10.6084     regular figshare
10.25384    SAGE figshare

For sage, "collections" are bogus? can we detect these in datacite metadata?

If figshare types like:

    ris: "GEN",
    bibtex: "misc",
    citeproc: "article",
    schemaOrg: "Collection",
    resourceType: "Collection",
    resourceTypeGeneral: "Collection"

then mark as 'stub'.

"Additional file" items don't seem like "stub"; -> "component".
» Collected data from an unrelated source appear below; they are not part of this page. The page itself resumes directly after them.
Issue #2261, opened 2021-01-19
Python3 shebang for 3.1.0


Lestropie:
_Originally posted by @bjeurissen in https://github.com/MRtrix3/mrtrix3/issues/2047#issuecomment-763199900_

See #2047 and #2215.

D'Oh. Better to discover such while it's only on `dev` though.

1. We can just revert to `#!/usr/bin/env python3`, despite the recommendations against use of `env`;
2. [This comment](https://blogs.gnome.org/mcatanzaro/2018/02/16/on-python-shebangs/#comment-504) on the page Donald linked earlier suggests using some shell logic within the shebang itself to determine the appropriate interpreter;
3. The recommendation to incorporate into the build system isn't ideal for us given we're now distributing pre-compiled code, i.e. we can't rely on `configure` or `build`. If however we had a script that set script shebangs, then `configure` could use logic of any arbitrary complexity to try to decide this, and those installing from pre-compiled packages could still use it if the default doesn't work on their system.
4. Still not a fan of requiring users to explicitly specify the interpreter each time...
5. Any other options still on the table?

daljit46:
Given that we merged #2958, can we close this?

Lestropie:
#2958 only deals with how a Python script already being executed will behave as it executes other Python scripts. It doesn't modify what will happen when an MRtrix3 Python script is first executed by the user from a shell.

With the CMake-generated Python executables produced in #2920, there is technically the option of hard-coding the Python interpreter of choice into the shebang of those short files; this is how FSL gets their code to be interpreted by their custom Conda environment. However I don't think we want to be doing the same thing ourselves. For one, it wouldn't work for shipped compiled tarballs.

Given [your own prior comment](https://github.com/MRtrix3/mrtrix3/issues/2261#issuecomment-2100332887), I had presumed that you would prefer those CMake-generated executables to change to `#!/usr/bin/env python3`. `3.0.x` runs `#!/usr/bin/env python`, which has become problematic; on `dev` we shifted to `#!/usr/bin/python3` rather than `#!/usr/bin/env python3` based on [this comment](https://github.com/MRtrix3/mrtrix3/pull/2215#issuecomment-718131291), but you had made an argument to the contrary at some point. So I'm quite content to change them all to `#!/usr/bin/env python3`, which should now only require a change in the CMake Python executable generation function.

daljit46:
[...]

PR #2437, opened 2022-02-25
Npy file format support

Lestropie:
Superset of #2436. I'll leave that open for now, but showing this PR might help to more clearly provide a justification for those changes.

Listed as draft PR for now as I would like to add some unit tests, which will require additions to the test data repo.

Discussion points:

1.  The functions for loading & saving matrix data from / to the filesystem are here proposed to be moved from the `::MR` namespace in file `core/math/math.h` to the `::MR::File::Matrix` namespace in file `core/file/matrix.h`. I always found it unusual to have those functions in our base namespace, as well as having those functions defined in a header file where the content of the first half is so drastically different and in no way related to filesystem interfacing. While this change would break backward compatibility with any external C++ projects, it to me feels like a much more appropriate location, and external projects could get away with testing the content of `MRTRIX_MINOR_VERSION` at compile time if preserving `3.0.x` compatibility is desired.

1.  Support for 16-bit floating-point data is via a single header include file, which is integrated into the repository, just as was done previously with JSON for Modern C++. It however occurs to me that the utilisation of such libraries is not broadcast to the same extent as are external dependencies that are listed as prerequisites for compilation. I wonder if we should have somewhere listed all packages on which the software depends, regardless of whether they are compile-time dependencies or imported directly into the repository.

1.  16-bit floating-point support is currently implemented in a manner specific to the NPY file format for matrix or vector data. It does however occur to me that `Float16` could theoretically be just another type in `MR::DataType`, with get/set functions that use the new 16-bit floating-point library, and the MRtrix image format would inherit support for such. That would potentially simplify the NPY code slightly, but would open up a whole bunch of requisite testing to make sure it doesn't break something else (e.g. no idea how easy or difficult this data type might be to support in `mrview` without trying it).

1.  There is scope to speed up the NPY load / save operations in cases where data type /  endianness / row vs. column ordering is identical between disk and RAM, by doing a direct `memcpy()` with the memory-mapped region.


jdtournier:
> The functions for loading & saving matrix data from / to the filesystem are here proposed to be moved from the `::MR` namespace in file `core/math/math.h` to the `::MR::File::Matrix` namespace in file `core/file/matrix.h`. 

:+1: Happy with that.

>  I wonder if we should have somewhere listed all packages on which the software depends, regardless of whether they are compile-time dependencies or imported directly into the repository.

Fully agree. I've had similar thoughts in the past, but not done anything about them... External code that we import wholesale includes the [original NIfTI headers](https://nifti.nimh.nih.gov/), glLoadGen to generate the `src/gui/opengl/gl_core_3_3.*` files (though the project seems defunct now - [this is the only reference](https://github.com/SFML/SFML-glLoadGen) I can find to it on the web...), along with [JSON for Modern C++](https://github.com/nlohmann/json). There may be others I've forgotten about... 

>  It does however occur to me that `Float16` could theoretically be just another type in `MR::DataType`, with get/set functions that use the new 16-bit floating-point library, and the MRtrix image format would inherit support for such.

Yes, that sounds like the most sensible way to do it!

> but would open up a whole bunch of requisite testing to make sure it doesn't break something else (e.g. no idea how easy or difficult this data type might be to support in mrview without trying it).

I wouldn't worry about MRView - as long as the internal in-RAM representation is one it can deal with, it doesn't matter how it was stored on file. I'd be surprised if that broke anything...

core/datatype.h
```diff
@@ -144,8 +145,9 @@ namespace MR
       static constexpr uint8_t     UInt16        = 0x03U;
       static constexpr uint8_t     UInt32        = 0x04U;
       static constexpr uint8_t     UInt64        = 0x05U;
-      static constexpr uint8_t     Float32       = 0x06U;
-      static constexpr uint8_t     Float64       = 0x07U;
+      static constexpr uint8_t     Float16       = 0x06U;
+      static constexpr uint8_t     Float32       = 0x07U;
+      static constexpr uint8_t     Float64       = 0x08U;
```
Lestropie, line 150: I don't think there's any context in which these numerical identifiers are important, the datatype is always translated to string and back again; so putting them in this order shouldn't be a problem?

core/fetch_store.cpp
```diff
@@ -29,14 +32,14 @@ namespace MR
     template <typename TypeOUT, typename TypeIN>
       inline typename std::enable_if<std::is_floating_point<TypeOUT>::value, TypeOUT>::type
       round_func (TypeIN in, typename std::enable_if<std::is_arithmetic<TypeIN>::value>::type* = nullptr) {
-        return in;
+        return TypeOUT(in);
```
Lestropie, line 35: `half_float::half` for whatever reason didn't like these being implicit.

Lestropie:
16-bit floating-point images working, and appear properly in `mrview`:

```
$ mrconvert dti_FA.nii.gz -datatype float16le - | mrinfo -
mrconvert: [100%] uncompressing image "dti_FA.nii.gz"
mrconvert: [100%] copying from "dti_FA.nii.gz" to "./mrtrix-tmp-Oi6GFd.mif"
Image name:          "./mrtrix-tmp-Oi6GFd.mif"
  Dimensions:        104 x 104 x 72
  Voxel size:        2.01923 x 2.01923 x 2
  Data strides:      [ -1 2 3 ]
  Format:            Internal pipe
  Data type:         16 bit float (little endian)
  Transform:               0.9953    -0.08673     0.04235      -90.83
                          0.09543      0.9501     -0.2969      -106.5
                         -0.01449      0.2996       0.954        -127
  command_history:   C:\msys64\home\rob\src\mrtrix3\bin\mrconvert.exe dti_FA.nii.gz -datatype float16le -  (version=3.0.3-346-g0dc2a396-dirty)
  comments:          FSL5.0
  mrtrix_version:    3.0.3-346-g0dc2a396-dirty
```

Lestropie:
Worth noting on this PR, given its import of the [`half`](https://half.sourceforge.net/) header-only library, that [C++23 integrates a 16-bit floating-point format into the standard](https://en.cppreference.com/w/cpp/types/floating-point).

Lestropie:
Still having some outstanding issues with CI on this PR.

I had a couple of issues compiling on Mac that have been resolved. One of them I'm still a little confused by: it didn't like compiling `File::NPY::load_matrix<size_t>()` because it claimed `__set_store_functions<unsigned long>()` didn't exist, even though the functions for `uint64_t` should all have been explicitly instantiated for the sake of image IO. But I got around it by just not calling `load_matrix<size_t>()`, and instead typedef-ing an `index_type` as `uint32_t` for use all throughout the relevant code.

Where it's still stuck now is my new unit tests for NPY support, which require importing `numpy` in CI (I both generate NPYs in C++ and read them in Python, and generate NPYs in Python and read them in C++).
-   On Mac, it's added to the list of packages to install, and looks to be installed just fine, but then when the corresponding script is executed Python claims there's no such module. Maybe a Mac person can help me with that one.
-   On MSYS2, `numpy` refuses to install. By default, it's using the `msys` version of Python. There's no `pacman` package for an `msys` version of `numpy`. So I'm trying to install `numpy` through `pip`. But it fails, regardless of whether or not I upgrade `pip` beforehand. I have alternatively tried instead installing both Python and `numpy` through the `mingw64` channel; but in that case Python scripts just don't execute at all.

fionaEyoung:
> On Mac, it's added to the list of packages to install, and looks to be installed just fine, but then when the corresponding script is executed Python claims there's no such module. Maybe a Mac person can help me with that one.

the shebang in `testing/bin/testing_check_npy`: 
```
#!/usr/bin/python3
```

⬆️ will be the macos-latest xcode python version (3.8 or 9 I think?) and will look for packages in somewhere like 
/Library/Frameworks/Python*.framework/Versions/3.9/lib/python3.9/site-packages 

but it looks like macos-latest also has homebrew python (3.11) already installed to /usr/local/bin/python3 and the associated `pip3` will install to /usr/local/lib/python3.11/site-packages ( or possibly /Library/Frameworks/Python.framework/Versions/3.11/lib/python3.11/site-packages I'm pretty lost about where / why homebrew puts things sometimes.)

this will be the python3 invoked by `python3 -m ensurepip && pip3 install numpy`

So either

`/usr/bin/pip3 install numpy ` and  `#!/usr/bin/python3`

or

`pip3 install numpy` and `#!/usr/bin/env python3`

should sort it out

Lestropie:
Thanks @fionaEyoung and @daljit46 for tips on the Python multiple version issue; Mac checks are now working. There, I've chosen to stick to the same shebang for these unit test files as the Python executable scripts (`#!/usr/bin/python3`).

Unfortunately MSYS2 has a similar issue, and that one may be harder to fix. `/usr/bin/python3` corresponds to the MSYS2 version of Python, which unlike the MinGW64 version, not only does not have a numpy package that can be installed through pacman, but pip fails to install the module even with `python-dev` installed. Possible strategies:

1.  On the CI machine, uninstall the MSYS2 version of Python and softlink `/usr/bin/python3` to `/mingw64/bin/python3`.
2.  Permit the NPY unit tests to fail if `numpy` is not installed.
3.  Find some other solution to get `numpy` working on the MSYS2 version of Python.

Regardless, we will need to reconsider the hardcoded shebang on `dev` (#2261, #2047).

daljit46:
Note, that we are no longer relying on `MINGW64`, instead the CI checks now use the newer `UCRT64` environment (which uses the `ucrt` C library instead of the old `msvcrt`).

I think symlinking could be the least disrupting option here. Also even if we manage to successfully install the `numpy` package for MSYS2, it would noticeably increase the CI checks time as the package needs to be built from source (there is no pre-packaged `numpy` for `MSYS`).

I personally think we should change the shebang for the scripts as mentioned in #2261. Relying on hardcoded paths is not appropriate in my opinion, and I would rather use `#!/usr/bin/env python3` to give the user the possibility to choose what python executable they wish to use. I see very little benefit in using `#!/usr/bin/python`.

Lestropie:
> even if we manage to successfully install the numpy package for MSYS2, it would noticeably increase the CI checks time

If that's the case, that would IMO be an argument for bypassing those checks in the case where `numpy` is not installed. As long as the relevant unit tests get executed in at least one environment it should be fine; it's not something for which I expect the behaviour to differ between OS's.

> I personally think we should change the shebang for the scripts as mentioned in https://github.com/MRtrix3/mrtrix3/issues/2261.

I think I'm leaning in the same direction, though I haven't re-familiarised myself with the debate that led to the current decision. Importantly "`#!/usr/bin/python3`" is only on `dev` and is not included in any tag. But we can flesh that out in #2261, and figure out there what the consequences might be in the context of these changes.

title:"Figure {} from " -> component

current types are mostly: article, stub, dataset, graphic, article-journal

If DOI starts with "sage.", then publisher is "Sage" (not figshare). Container
name should be... sage.figshare.com?

set version to the version from DOI

## zenodo

doi_prefix: 10.5281

if on zenodo, and has a "Identical to" relation, then this is a pre-print. in
that case, drop container_id and set container_name to zenodo.org. *But*, there
are some journals now publishing exclusively to zenodo.org, so retain that
metadata. examples:

    "Detection of keyboard vibrations and effects on perceived piano quality"
    https://fatcat.wiki/release/mufzkdgt2nbzfha44o7p7gkrpy

    "Editing LAF: Educate, don't defend!"
    https://zenodo.org/record/2583025

version number not available in zenodo metadata

## Gitlab MR Notes

The main goal of this group of changes is to do a better job at daily ingest.

Currently we have on the order of 20k new releases added to the index every day, and about half of them get are marked as OA (either CC license or via container being in DOAJ or ROAD), and pass some filters (eg, release_type), and are selected for ingest. Of those, about half fail to crawl to fulltext, either due to blocking (gateway-timeout, cookie tests, anti-bot detection, loginwall, etc). On the other hand, we don't attempt to crawl lots of "bronze" OA, which is content that is available from the publisher website, but isn't marked explicitly OA.

Based on investigating daily crawling from the past month (will commit these notes to sandcrawler soon), I have identified some DOI prefixes that almost always fail ingest via SPNv2. I also have some patches to sandcrawler ingest to improve ability to crawl some large repositories etc.

Some of the biggest "OA but failed to crawl" are from figshare and zenodo, which register a relatively large fraction of daily OA DOIs. We want to crawl most of that content, but both of these platforms register at least DOIs for each piece of content (a "group" DOI and a "versioned" DOI), and we only need to crawl one. There were also some changes needed to release-type filtering and assignment specific to these platforms, or based on the title of entities.

This MR mixes changes to the datacite metadata import routing (including some refactors out of the main parse_record method) and behavior changes to the entity updater (which is where the code to decide about whether to send an ingest request on release creation lives). I will have a separate MR for importer metadata changes that don't impact ingest behavior.